Subject: Re: Future DocBook: goals/requirements?

Hash: SHA1

/ Michael Smith <smith@xml-doc.org> was heard to say:
| Could you say something about the main goals or requirements behind the
| changes you've in outlined in your 'Ruminations' articles ?

Here are some further thoughts on why I think now is the time to
refactor DocBook. Apologies, in advance, if some of these issues have
already been touched on in the thread. I haven't caught up yet, but I
had noticed that Michael asked this question so I wrote these thoughts
while I was disconnected on the plane ride home.

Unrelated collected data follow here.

PR #2767, opened 2025-06-06
Exclude backward incompatible fields from rest plugin calls

colinjc:
Minor version mismatches between the plugin server and dstack server were causing 422 errors


r4victor:
@colinjc I did some refactoring to avoid importing from client-related code and handle gateways and volumes. Should be good now.

r4victor (approved):

PR #2778, opened 2025-06-09
2674 prop filter

olgenn:


peterschmidt85 (approved):
Please update `Find runs` -> `Filter runs by properties`, otherwise good to merge!

peterschmidt85:
@olgenn Found only after merging, there is a critical regression. If no filters are set, no runs are shown.

I DM-ed you a few examples I reproduced on `https://sky.dstack.ai`

It's very important to fix before the release. Worst case scenario, if we cannot fix before the release tomorrow, lets rollback the change.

1. The single most compelling reason, the reason that I think would be
   sufficient if it was the only reason, is that DocBook has become
   brittle. It has grown, slowly and reasonably conservatively but
   continuously, for many years. Changes that were each individually
   small and well conceived form quite a tenuous pile when taken all
   together. Look at the number of class and mixture parameter
   entities we now have. Many are very similar but not the same. Can
   you tell from inspection why they aren't the same? Is the
   organizing principle that created them discernable? I don't think
   so. As the current maintainer, I'm aware that this is my fault to
   one degree or another.

   Whatever the cause, and irrespective of whether or not it was
   avoidable, we've reached the point where my software engineering
   experience suggests that attempts to continue on a path of
   accumulating patches is not practical.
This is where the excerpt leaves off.